Starting at the line that contains "console.log(e);" in the listing below, write out every line word for word until you have written the line that contains "savedResource = resource;".
========================================================================
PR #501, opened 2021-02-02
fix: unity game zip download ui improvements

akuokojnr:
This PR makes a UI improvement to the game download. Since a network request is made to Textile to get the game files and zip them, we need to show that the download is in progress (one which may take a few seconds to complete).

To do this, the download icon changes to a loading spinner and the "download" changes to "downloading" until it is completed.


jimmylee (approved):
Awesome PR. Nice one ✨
========================================================================
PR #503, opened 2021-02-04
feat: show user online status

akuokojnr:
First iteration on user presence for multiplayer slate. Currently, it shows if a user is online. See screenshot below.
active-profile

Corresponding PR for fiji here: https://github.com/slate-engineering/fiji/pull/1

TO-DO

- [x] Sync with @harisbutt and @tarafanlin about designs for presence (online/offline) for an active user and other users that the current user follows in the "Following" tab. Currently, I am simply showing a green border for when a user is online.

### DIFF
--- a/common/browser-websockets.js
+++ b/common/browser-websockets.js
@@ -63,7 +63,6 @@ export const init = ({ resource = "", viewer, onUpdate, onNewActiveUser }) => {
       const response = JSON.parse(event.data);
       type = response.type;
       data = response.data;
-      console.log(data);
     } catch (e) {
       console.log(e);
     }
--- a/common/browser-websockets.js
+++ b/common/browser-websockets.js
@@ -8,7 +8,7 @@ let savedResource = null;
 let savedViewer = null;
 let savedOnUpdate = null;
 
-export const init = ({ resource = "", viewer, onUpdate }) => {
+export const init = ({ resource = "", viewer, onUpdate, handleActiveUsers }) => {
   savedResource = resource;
========================================================================
▶ Answer box
       console.log(e);
     }
--- a/common/browser-websockets.js
+++ b/common/browser-websockets.js
@@ -8,7 +8,7 @@ let savedResource = null;
 let savedViewer = null;
 let savedOnUpdate = null;
 
-export const init = ({ resource = "", viewer, onUpdate }) => {
+export const init = ({ resource = "", viewer, onUpdate, handleActiveUsers }) => {
   savedResource = resource;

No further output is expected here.